══ STUDY MATERIAL ══

PR #372, opened 2024-10-07
Cover all RMIs with MIRI testing

bitboom:
This PR aims to introduce MIRI testing across all RMI functions to strengthen memory safety within RMM, particularly by addressing potential issues arising from `unsafe code`.

To cover all 23 RMI types, 11 new test cases (TCs) have been added (_see Appendix: MIRI Test Cases for details_), leading to the **discovery of 2 bugs** (1 memory leak, 1 integer overflow). Additionally, while writing the MIRI test cases, a manual review revealed a misalignment within the RMM specification, which was reported to Arm.

## How to run
```sh
 $ ./scripts/tests/miri.sh
running 22 tests
test r#macro::test::eprintln_with_format ... ok
test r#macro::test::eprintln_without_arg ... ok
test r#macro::test::eprintln_without_format ... ok
test r#macro::test::println_with_format ... ok
test r#macro::test::println_without_arg ... ok
test r#macro::test::println_without_format ... ok
test r#macro::test::set_of_const_assert ... ok
test rmi::features::test::rmi_features ... ok
test rmi::gpt::test::rmi_granule_delegate_negative ... ok
test rmi::gpt::test::rmi_granule_delegate_positive ... ok
test rmi::gpt::test::rmi_granule_undelegate ... ok
test rmi::realm::test::rmi_realm_create_negative ... ok
test rmi::realm::test::rmi_realm_create_positive ... ok
test rmi::rec::handlers::test::rmi_rec_create_positive ... ok
test rmi::rec::handlers::test::rmi_rec_enter_positive ... ok
test rmi::rtt::test::rmi_data_create_positive ... ok
test rmi::rtt::test::rmi_rtt_create_positive ... ok
test rmi::rtt::test::rmi_rtt_fold_positive ... ok
test rmi::rtt::test::rmi_rtt_init_ripas_positive ... ok
test rmi::rtt::test::rmi_rtt_map_unprotected_positive ... ok
test rmi::rtt::test::rmi_rtt_set_ripas_positive ... ok
test rmi::version::test::rmi_version ... ok

test result: ok. 22 passed; 0 failed; 0 ignored; 0 measured; 0 filtered out; finished in 144.88s
```

### Bug 1: Memory Leak in the RMM Page Table
- **Bug Type**: Memory Leak
- **Cause**: During the process of mapping/unmapping the RMM page table, level 1-3 sub-tables were not released even when they contained no entries.
- **Temporary Solution**: As a temporary measure, the RMM page table is dropped upon completion of the MIRI test.
- **Future Discussion**: Creating and destroying sub-tables in the RMM page table with each GRANULE_DELEGATE call may result in performance degradation. It is necessary to find a solution that addresses the memory leak while minimizing performance impacts.
- **Note**: The RMM page table is managed as a static variable, and in Rust, the `drop()` function for static variables is not invoked. As a result, sub-tables used by RMM continue to allocate memory without being released.

```sh
$ cargo miri test rmi::gpt::test::rmi_granule_delegate

error: memory leaked: alloc56894755 (Rust heap, size: 4096, align: 4096), allocated here:
   --> /home/sangwan/.rustup/toolchains/nightly-2024-04-21-x86_64-unknown-linux-gnu/lib/rustlib/src/rust/library/alloc/src/alloc.rs:100:9
    |
100 |         __rust_alloc(layout.size(), layout.align())
    |         ^^^^^^^^^^^^^^^^^^^^^^^^^^^^^^^^^^^^^^^^^^^
    |
    = note: BACKTRACE:
    = note: inside `alloc::alloc::alloc` at /home/sangwan/.rustup/toolchains/nightly-2024-04-21-x86_64-unknown-linux-gnu/lib/rustlib/src/rust/library/alloc/src/alloc.rs:100:9: 100:52
    = note: inside `<vmsa::page_table::DefaultMemAlloc as vmsa::page_table::MemAlloc>::allocate` at /home/sangwan/islet/lib/vmsa/src/page_table.rs:63:9: 63:36
    = note: inside `vmsa::page_table::PageTable::<vmsa::address::VirtAddr, mm::page_table::L3Table, mm::page_table::entry::Entry, 512>::new_in` at /home/sangwan/islet/lib/vmsa/src/page_table.rs:159:13: 159:92
    = note: inside `<vmsa::page_table::PageTable<vmsa::address::VirtAddr, mm::page_table::L2Table, mm::page_table::entry::Entry, 512> as vmsa::page_table::PageTableMethods<vmsa::address::VirtAddr, mm::page_table::L2Table, mm::page_table::entry::Entry, 512>>::set_page::<mm::page::BasePageSize>` at /home/sangwan/islet/lib/vmsa/src/page_table.rs:392:25: 394:26
    = note: inside `<vmsa::page_table::PageTable<vmsa::address::VirtAddr, mm::page_table::L1Table, mm::page_table::entry::Entry, 512> as vmsa::page_table::PageTableMethods<vmsa::address::VirtAddr, mm::page_table::L1Table, mm::page_table::entry::Entry, 512>>::set_page::<mm::page::BasePageSize>` at /home/sangwan/islet/lib/vmsa/src/page_table.rs:400:13: 400:50
    = note: inside `<vmsa::page_table::PageTable<vmsa::address::VirtAddr, mm::page_table::L1Table, mm::page_table::entry::Entry, 512> as vmsa::page_table::PageTableMethods<vmsa::address::VirtAddr, mm::page_table::L1Table, mm::page_table::entry::Entry, 512>>::set_pages::<mm::page::BasePageSize>` at /home/sangwan/islet/lib/vmsa/src/page_table.rs:215:19: 215:
```

### Bug 2: Integer Overflow in RMI_RTT_SET_RIPAS
- **Bug Type**: Integer Overflow
- **Cause**: An overflow occurs when the `top` in `RMI_RTT_SET_RIPAS` is smaller than `GRANULE_SIZE`.
- **Solution**: Implemented an overflow check and return an appropriate error when detected.

```sh
note: inside closure
   --> rmm/src/rmi/rtt.rs:649:36
    |
648 |     #[test]
    |     ------- in this procedural macro expansion
649 |     fn rmi_rtt_set_ripas_positive() {
    |                                    ^
    = note: this warning originates in the attribute macro `test` (in Nightly builds, run with -Z macro-backtrace for more info)

thread 'rmi::rtt::test::rmi_rtt_set_ripas_positive' panicked at rmm/src/rmi/rtt.rs:138:32:
attempt to subtract with overflow
```
## Spec Feedback: Ensuring realm_state validation in B4.3.15

It seems necessary to review between B4.3.15 and D1.2.2 for spec consistency.

1. Specification Restrictions
According to "D1.2.2 Realm Translation Table creation flow" subsequent levels of RTT
can be created when the state of the Realm is REALM_NEW or REALM_ACTIVATE.

> D1.2.2 Realm Translation Table creation flow
> Subsequent levels of RTT are added using the RMI_RTT_CREATE command.
> This can be performed when the state of the Realm is REALM_NEW or REALM_ACTIVE.

2. Missing Failure Conditions
However in "B4.3.15 RMI_RTT_CREATE", the condition to check the realm_state is missing.

3. Suggestion
It would be necessary either to add this realm_state validation within "B4.3.15.2 Failure conditions"
or to clarify the details in D1.2.2 for better alignment.

## Process of Applying MIRI Test
1. Extract inputs and outputs of the RMI to be tested from positive test cases in the ACS tests.
2. Write the MIRI test.
3. Execute the MIRI test.
4. Implement mocking for parts requiring simulation.
5. Apply patches for any bugs encountered.

### Handling Provenance Issues with Host-Provided Memory
- **Problem**: When using MIRI to test Rust code, "No provenance" errors may occur 1) during operations like `core::ptr::write` or 2) when converting externally allocated memory into specific Rust objects. This is because the memory addresses, not allocated by RMM, lack the required provenance that MIRI enforces.
- **Limitation**: Currently, MIRI does not allow the disabling of provenance checks. Additionally, Rust does not natively support allocating memory at specific addresses, complicating this scenario further.
- **Proposed Alternative**: Instead of using externally provided memory addresses directly, simulate these addresses by allocating memory within RMM’s managed space and treat it as if it were external memory. This approach avoids provenance issues while allowing MIRI testing.

### Realm Simulation
- **Problem**: MIRI cannot execute assembly code, making it impossible to directly enter the realm context.
- **Solution**: Write mocking for the necessary parts, simulating the execution of the realm and the invocation of RSI as if it were happening in the test.

## Remaining Works
1. **Enable Stacked Borrows Check**: Currently, the MIRI rule for "Stacked Borrows" is disabled as it is experimental. Plan to enable this check.
2. **Add Negative Test Cases**: In addition to the positive test cases, add negative test cases to ensure more comprehensive testing.

## Appendix: MIRI Test Cases
| Index | Command                   | Test Case                                        | Test Result | Note                                           |
| ----- | ------------------------- | ------------------------------------------------ | ----------- | ---------------------------------------------- |
| 1     | RMI_VERSION               | rmi::version::test::rmi_version                  | PASS        |                                                |
| 2     | RMI_GRANULE_DELEGATE      | rmi::gpt::test::rmi_granule_delegate_positive    | PASS        | Bug Found: Memory Leak in RMM Page Table       |
| 3     | RMI_GRANULE_UNDELEGATE    | rmi::gpt::test::rmi_granule_delegate_positive    | PASS        |                                                |
| 4     | RMI_DATA_CREATE           | rmi::rtt::test::rmi_data_create_positive         | PASS        |                                                |
| 5     | RMI_DATA_CREATE_UNKNOWN   | rmi::rtt::test::rmi_data_create_positive         | PASS        |                                                |
| 6     | RMI_DATA_DESTROY          | rmi::rtt::test::rmi_data_create_positive         | PASS        |                                                |
| 7     | RMI_REALM_ACTIVATE        | rmi::realm::test::rmi_realm_create_positive      | PASS        |                                                |
| 8     | RMI_REALM_CREATE          | rmi::realm::test::rmi_realm_create_positive      | PASS        |                                                |
| 9     | RMI_REALM_DESTROY         | rmi::realm::test::rmi_realm_create_positive      | PASS        |                                                |
| 10    | RMI_REC_CREATE            | rmi::realm::test::rmi_rec_create_positive        | PASS        |                                                |
| 11    | RMI_REC_DESTROY           | rmi::realm::test::rmi_rec_create_positive        | PASS        |                                                |
| 12    | RMI_REC_ENTER             | rmi::rec::handlers::test::rmi_rec_enter_positive | PASS        |                                                |
| 13    | RMI_RTT_CREATE            | rmi::realm::test::rmi_rtt_create_positive        | PASS        | Spec Feedback: Misalignment in the realm state |
| 14    | RMI_RTT_DESTROY           | rmi::realm::test::rmi_rtt_create_positive        | PASS        |                                                |
| 15    | RMI_RTT_MAP_UNPROTECTED   | rmi::rtt::test::rmi_rtt_map_unprotected_positive | PASS        |                                                |
| 16    | RMI_RTT_READ_ENTRY        | rmi::realm::test::rmi_rtt_create_positive        | PASS        |                                                |
| 17    | RMI_RTT_UNMAP_UNPROTECTED | rmi::rtt::test::rmi_rtt_map_unprotected_positive | PASS        |                                                |
| 18    | RMI_PSCI_COMPLETE         | rmi::rec::handlers::test::rmi_rec_enter_positive | PASS        |                                                |
| 19    | RMI_FEATURES              | rmi::features::test::rmi_features                | PASS        |                                                |
| 20    | RMI_RTT_FOLD              | rmi::rtt::test::rmi_rtt_fold_positive            | PASS        |                                                |
| 21    | RMI_REC_AUX_COUNT         | rmi::realm::test::rmi_rec_create_positive        | PASS        |                                                |
| 22    | RMI_RTT_INIT_RIPAS        | rmi::realm::test::rmi_rtt_init_positive          | PASS        |                                                |
| 23    | RMI_RTT_SET_RIPAS         | rmi::realm::test::rmi_rtt_set_positive           | PASS        | Bug Found: Integer Overflow                    |

*Related Issue: https://github.com/islet-project/islet/issues/361*

### DIFF
--- a/rmm/src/rmi/gpt.rs
+++ b/rmm/src/rmi/gpt.rs
@@ -13,6 +13,7 @@ use crate::{get_granule, get_granule_if, set_state_and_get_granule};
 use vmsa::error::Error as MmError;
 
 extern crate alloc;
+extern crate std;
 
 // defined in trusted-firmware-a/include/services/rmmd_svc.h
 pub const MARK_REALM: usize = 0xc400_01b0;
@@ -22,16 +23,21 @@ pub fn set_event_handler(mainloop: &mut Mainloop) {
     #[cfg(any(not(kani), feature = "mc_rmi_granule_delegate"))]
     listen!(mainloop, rmi::GRANULE_DELEGATE, |arg, _, rmm| {
         let addr = arg[0];
-        #[cfg(feature = "gst_page_table")]
-        let mut granule = match get_granule_if!(addr, GranuleState::Undelegated) {
-            Err(MmError::MmNoEntry) => set_state_and_get_granule!(addr, GranuleState::Undelegated),
-            other => other,
-        }?;
 
-        #[cfg(not(feature = "gst_page_table"))]
-        let mut granule = get_granule_if!(addr, GranuleState::Undelegated)?;
+        {
+            // Avoid deadlock in get_granule() in smc
+            #[cfg(feature = "gst_page_table")]
+            let mut granule = match get_granule_if!(addr, GranuleState::Undelegated) {
+                Err(MmError::MmNoEntry) => {
+                    set_state_and_get_granule!(addr, GranuleState::Undelegated)
+                }
+                other => other,
+            }?;
 
-        #[cfg(not(miri))]
+            #[cfg(not(feature = "gst_page_table"))]
+            let mut granule = get_granule_if!(addr, GranuleState::Undelegated)?;
+        }
+
         if smc(MARK_REALM, &[addr])[0] != SMC_SUCCESS {
             return Err(Error::RmiErrorInput);
         }
@@ -40,6 +46,7 @@ pub fn set_event_handler(mainloop: &mut Mainloop) {
         // `page_table` is currently not reachable in model checking harnesses
         rmm.page_table.map(addr, true);
 
+        let mut granule = get_granule_if!(addr, GranuleState::Undelegated)?;
         set_granule(&mut granule, GranuleState::Delegated).map_err(|e| {
             #[cfg(not(kani))]
             // `page_table` is currently not reachable in model checking harnesses
@@ -82,10 +89,21 @@ pub fn set_event_handler(mainloop: &mut Mainloop) {
 
 #[cfg(test)]
 mod test {
+    use crate::granule::array::granule_addr;
+    use crate::rmi::gpt::GranuleState;
     use crate::rmi::{ERROR_INPUT, GRANULE_DELEGATE, GRANULE_UNDELEGATE, SUCCESS};
     use crate::test_utils::*;
+    use crate::{get_granule, get_granule_if};
 
     use alloc::vec;
+
+    #[test]
+    fn rmi_granule_delegate_positive() {
+        let mocking_addr = granule_addr(0);
+        let ret = rmi::<GRANULE_DELEGATE>(&[mocking_addr]);
+        assert_eq!(ret[0], SUCCESS);
+        assert!(get_granule_if!(mocking_addr, GranuleState::Delegated).is_ok());
+    }
 
     // Source: https://github.com/ARM-software/cca-rmm-acs
     // Test Case: cmd_granule_delegate
@@ -102,7 +120,7 @@ mod test {
        Check 10 : gran_gpt; intent id : 0x9 addr : 0x6000000
     */
     #[test]
-    fn rmi_granule_delegate() {
+    fn rmi_granule_delegate_negative() {
         let test_data = vec![
             (0x88303000, SUCCESS),
             (0x88300001, ERROR_INPUT),
--- a/rmm/src/rmi/gpt.rs
+++ b/rmm/src/rmi/gpt.rs
@@ -23,19 +23,17 @@ pub fn set_event_handler(mainloop: &mut Mainloop) {
     listen!(mainloop, rmi::GRANULE_DELEGATE, |arg, _, rmm| {
         let addr = arg[0];
 
-        {
-            // Avoid deadlock in get_granule() in smc
-            #[cfg(feature = "gst_page_table")]
-            let mut granule = match get_granule_if!(addr, GranuleState::Undelegated) {
-                Err(MmError::MmNoEntry) => {
-                    set_state_and_get_granule!(addr, GranuleState::Undelegated)
-                }
-                other => other,
-            }?;
+        #[cfg(feature = "gst_page_table")]
+        let mut granule = match get_granule_if!(addr, GranuleState::Undelegated) {
+            Err(MmError::MmNoEntry) => set_state_and_get_granule!(addr, GranuleState::Undelegated),
+            other => other,
+        }?;
+        #[cfg(not(feature = "gst_page_table"))]
+        let mut granule = get_granule_if!(addr, GranuleState::Undelegated)?;
 
-            #[cfg(not(feature = "gst_page_table"))]
-            let _granule = get_granule_if!(addr, GranuleState::Undelegated)?;
-        }
+        // Avoid deadlock in get_granule() in smc() on {miri, test} mode
+        #[cfg(any(miri, test))]
+        core::mem::drop(granule);
 
         if smc(MARK_REALM, &[addr])[0] != SMC_SUCCESS {
             return Err(Error::RmiErrorInput);
@@ -45,6 +43,7 @@ pub fn set_event_handler(mainloop: &mut Mainloop) {
         // `page_table` is currently not reachable in model checking harnesses
         rmm.page_table.map(addr, true);
 
+        #[cfg(any(miri, test))]
         let mut granule = get_granule_if!(addr, GranuleState::Undelegated)?;
         set_granule(&mut granule, GranuleState::Delegated).map_err(|e| {
             #[cfg(not(kani))]
@@ -61,10 +60,11 @@ pub fn set_event_handler(mainloop: &mut Mainloop) {
     #[cfg(any(not(kani), feature = "mc_rmi_granule_undelegate"))]
     listen!(mainloop, rmi::GRANULE_UNDELEGATE, |arg, _, rmm| {
         let addr = arg[0];
-        {
-            // Avoid deadlock in get_granule() in smc
-            let _granule = get_granule_if!(addr, GranuleState::Delegated)?;
-        }
+        let mut granule = get_granule_if!(addr, GranuleState::Delegated)?;
+
+        // Avoid deadlock in get_granule() in smc() on {miri, test} mode
+        #[cfg(any(miri, test))]
+        core::mem::drop(granule);
 
         if smc(MARK_NONSECURE, &[addr])[0] != SMC_SUCCESS {
             panic!(
@@ -73,6 +73,7 @@ pub fn set_event_handler(mainloop: &mut Mainloop) {
             );
         }
 
+        #[cfg(any(miri, test))]
         let mut granule = get_granule_if!(addr, GranuleState::Delegated)?;
 
         #[cfg(not(kani))]
--- a/rmm/src/rmi/gpt.rs
+++ b/rmm/src/rmi/gpt.rs
@@ -34,7 +34,7 @@ pub fn set_event_handler(mainloop: &mut Mainloop) {
             }?;
 
             #[cfg(not(feature = "gst_page_table"))]
-            let mut granule = get_granule_if!(addr, GranuleState::Undelegated)?;
+            let _granule = get_granule_if!(addr, GranuleState::Undelegated)?;
         }
 
         if smc(MARK_REALM, &[addr])[0] != SMC_SUCCESS {
@@ -63,7 +63,7 @@ pub fn set_event_handler(mainloop: &mut Mainloop) {
         let addr = arg[0];
         {
             // Avoid deadlock in get_granule() in smc
-            let granule = get_granule_if!(addr, GranuleState::Delegated)?;
+            let _granule = get_granule_if!(addr, GranuleState::Delegated)?;
         }
 
         if smc(MARK_NONSECURE, &[addr])[0] != SMC_SUCCESS {
@@ -93,7 +93,6 @@ pub fn set_event_handler(mainloop: &mut Mainloop) {
 
 #[cfg(test)]
 mod test {
-    use crate::granule::array::granule_addr;
     use crate::rmi::gpt::GranuleState;
     use crate::rmi::{ERROR_INPUT, GRANULE_DELEGATE, GRANULE_UNDELEGATE, SUCCESS};
     use crate::test_utils::*;
@@ -103,7 +102,7 @@ mod test {
 
     #[test]
     fn rmi_granule_delegate_positive() {
-        let mocking_addr = granule_addr(0);
+        let mocking_addr = alloc_granule(0);
         let ret = rmi::<GRANULE_DELEGATE>(&[mocking_addr]);
         assert_eq!(ret[0], SUCCESS);
         assert!(get_granule_if!(mocking_addr, GranuleState::Delegated).is_ok());
--- a/rmm/src/rmi/gpt.rs
+++ b/rmm/src/rmi/gpt.rs
@@ -13,7 +13,6 @@ use crate::{get_granule, get_granule_if, set_state_and_get_granule};
 use vmsa::error::Error as MmError;
 
 extern crate alloc;
-extern crate std;
 
 // defined in trusted-firmware-a/include/services/rmmd_svc.h
 pub const MARK_REALM: usize = 0xc400_01b0;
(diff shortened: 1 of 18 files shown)


jinbpark:
Regarding "Memory Leak in the RMM Page Table",  I think the simplest way is to drop unnecessary tables when a realm gets activated. A lot of RMI calls are not allowed for an activated realm (e.g., DATA_CREATE) so it's reasonable to say that it's unlikely further RMM page table mappings are needed for the realm.

1. Realm-A in the launch phase (e.g., granule_delegate & data_create) --> create unnecessary tables for the PA range 0x10000-0x20000 for example.
2. Realm-A gets activated --> clear out unnecessary tables  --> reasonable, it's unlikely that the host requests the same PA range 0x10000--0x20000 (other realms are likely to call RMIs with different physical memory ranges)

Benefit? we can avoid performance overheads of creating and deleting sub tables while launching Realm-A (before being activated).

bitboom:
> Regarding "Memory Leak in the RMM Page Table", I think the simplest way is to drop unnecessary tables when a realm gets activated. A lot of RMI calls are not allowed for an activated realm (e.g., DATA_CREATE) so it's reasonable to say that it's unlikely further RMM page table mappings are needed for the realm.
> 
> 1. Realm-A in the launch phase (e.g., granule_delegate & data_create) --> create sub tables for the PA range 0x10000-0x20000 for example.
> 2. Realm-A gets activated --> clear out unnecessary sub tables  --> reasonable, it's unlikely that the host requests the same PA range 0x10000--0x20000 (other realms are likely to call RMIs with different physical memory ranges)
> 
> Benefit? we can avoid performance overheads of creating and deleting sub tables while launching Realm-A (before being activated).

The proposed approach seems practical and reasonable. As suggested, we can break down the process (1. delegate & data-create , 2. realm-activate) and remove unnecessary sub-tables at specific stages (when the realm is activated). To achieve this, we will need to store information related to the previously used Realm, but this shouldn't pose a significant problem.

However, I have one concern; if someone intentionally does not activate the Realm and repeatedly triggers only the previous stage (delegate & data-create), it still could lead to the exhaustion of RMM's memory. It would be beneficial to include a solution for this scenario as well.

jinbpark:
> if someone intentionally does not activate the Realm 

This is crucial. Agree, we should figure out the way to deal with this. 
Just setting up a condition that triggers "dropping sub tables" suffices to do this. (then, we don't need the function to drop subtables when it gets activated)

(1) keeps track of the number of sub tables;
(2) when the number exceeds a threshold value T (statically configurable), it calls the function to drop sub tables;

jinbpark (approved):
Good to see the miri integration-!

rmm/src/rmi/gpt.rs
```diff
@@ -22,20 +22,30 @@ pub fn set_event_handler(mainloop: &mut Mainloop) {
...
-        #[cfg(feature = "gst_page_table")]
-        let mut granule = match get_granule_if!(addr, GranuleState::Undelegated) {
-            Err(MmError::MmNoEntry) => set_state_and_get_granule!(addr, GranuleState::Undelegated),
-            other => other,
-        }?;
-        #[cfg(not(feature = "gst_page_table"))]
-        let mut granule = get_granule_if!(addr, GranuleState::Undelegated)?;
+
+        {
+            // Avoid deadlock in get_granule() in smc
```
nook1208, line 27: Could you explain more about this ?? 
Does it mean SMC failed condition ?

rmm/src/rmi/rtt.rs
```diff
@@ -134,6 +134,7 @@ pub fn set_event_handler(mainloop: &mut Mainloop) {
         if !is_granule_aligned(base)
             || !is_granule_aligned(top)
             || !rd.addr_in_par(base)
+            || top.checked_sub(GRANULE_SIZE).is_none()
```
nook1208, line 137: Good to add this overflow check !

rmm/src/rmi/gpt.rs
bitboom: Deadlock occurred only in test mode (kani, test, miri). I fixed it more accurately in https://github.com/islet-project/islet/pull/372/commits/9af3532ae749681dc106cb0d513db253f683e509.

nook1208 (approved):
Good to add MIRI tests !

rmm/src/rmi/gpt.rs
```diff
@@ -53,13 +64,20 @@ pub fn set_event_handler(mainloop: &mut Mainloop) {
...
+
         if smc(MARK_NONSECURE, &[addr])[0] != SMC_SUCCESS {
             panic!(
                 "A delegated granule should only be undelegated on request from RMM. {:X}",
                 addr
             );
         }
 
+        #[cfg(any(kani, miri, test))]
+        let mut granule = get_granule_if!(addr, GranuleState::Delegated)?;
```
zpzigi754, line 79: kani should be excluded if drop is excluded for kani.

rmm/src/rmi/gpt.rs
```diff
@@ -22,20 +22,31 @@ pub fn set_event_handler(mainloop: &mut Mainloop) {
...
+                set_state_and_get_granule!(addr, GranuleState::Undelegated)
+            }
             other => other,
         }?;
         #[cfg(not(feature = "gst_page_table"))]
         let mut granule = get_granule_if!(addr, GranuleState::Undelegated)?;
 
+        // Avoid deadlock in get_granule() in smc() on {kani, miri, test} mode
+        #[cfg(any(kani, miri, test))]
+        core::mem::drop(granule);
```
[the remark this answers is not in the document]
bitboom: Thank you for checking! I fixed it :)

rmm/src/rmi/gpt.rs
```diff
@@ -22,20 +22,31 @@ pub fn set_event_handler(mainloop: &mut Mainloop) {
...
         if smc(MARK_REALM, &[addr])[0] != SMC_SUCCESS {
             return Err(Error::RmiErrorInput);
         }
+
         #[cfg(not(kani))]
         // `page_table` is currently not reachable in model checking harnesses
         rmm.page_table.map(addr, true);
+
+        #[cfg(any(kani, miri, test))]
+        let mut granule = get_granule_if!(addr, GranuleState::Undelegated)?;
```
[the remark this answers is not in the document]
bitboom: I excluded `kani` here as well.

rmm/src/rmi/gpt.rs
```diff
@@ -53,13 +64,20 @@ pub fn set_event_handler(mainloop: &mut Mainloop) {
         let addr = arg[0];
         let mut granule = get_granule_if!(addr, GranuleState::Delegated)?;
 
+        // Avoid deadlock in get_granule() in smc() on {kani, miri, test} mode
+        #[cfg(any(kani, miri, test))]
+        core::mem::drop(granule);
```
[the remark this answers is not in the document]
bitboom: I fixed it too :)

rmm/src/rmi/gpt.rs
```diff
@@ -22,20 +22,31 @@ pub fn set_event_handler(mainloop: &mut Mainloop) {
...
+                set_state_and_get_granule!(addr, GranuleState::Undelegated)
+            }
             other => other,
         }?;
         #[cfg(not(feature = "gst_page_table"))]
         let mut granule = get_granule_if!(addr, GranuleState::Undelegated)?;
 
+        // Avoid deadlock in get_granule() in smc() on {miri, test} mode
+        #[cfg(any(miri, test))]
+        core::mem::drop(granule);
```
zpzigi754, line 38: Could you explain in detail how the deadlock occurred (e.g., in which scenario)?

rmm/src/rmi/gpt.rs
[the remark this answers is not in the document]
zpzigi754: This one doesn't seem to have excluded `kani` (only this one seems to be missing). Could you please check this again?

rmm/src/rmi/gpt.rs
bitboom: Sure!

1. Acquire a lock with addr in GRANULE_DELEGATE (`let mut granule = get_granule_if!(addr, GranuleState::Undelegated)`, *in rmi/gpt.rs*)
2. call smc() 
3. Acquire the same lock in smc ( `let gpt = get_granule!(addr).map(|guard| guard.gpt).unwrap();` , *in asm.rs*)

rmm/src/rmi/gpt.rs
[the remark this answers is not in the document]
bitboom: My mistake. I'm sorry :( I fixed it!

rmm/src/rmi/gpt.rs
zpzigi754: Oh, I see. Thank you for the answer!

zpzigi754: It might be better to access the object without the locking, as the gpt's access is a ghost operation.

zpzigi754 (approved):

═══

* _REQUIRED ACTION_
All lines with the word "while" need to be copied from the data above.

* _FINISHED TASK_
To cover all 23 RMI types, 11 new test cases (TCs) have been added (_see Appendix: MIRI Test Cases for details_), leading to the **discovery of 2 bugs** (1 memory leak, 1 integer overflow). Additionally, while writing the MIRI test cases, a manual review revealed a misalignment within the RMM specification, which was reported to Arm.
- **Future Discussion**: Creating and destroying sub-tables in the RMM page table with each GRANULE_DELEGATE call may result in performance degradation. It is necessary to find a solution that addresses the memory leak while minimizing performance impacts.
- **Proposed Alternative**: Instead of using externally provided memory addresses directly, simulate these addresses by allocating memory within RMM’s managed space and treat it as if it were external memory. This approach avoids provenance issues while allowing MIRI testing.
Benefit? we can avoid performance overheads of creating and deleting sub tables while launching Realm-A (before being activated).
> Benefit? we can avoid performance overheads of creating and deleting sub tables while launching Realm-A (before being activated).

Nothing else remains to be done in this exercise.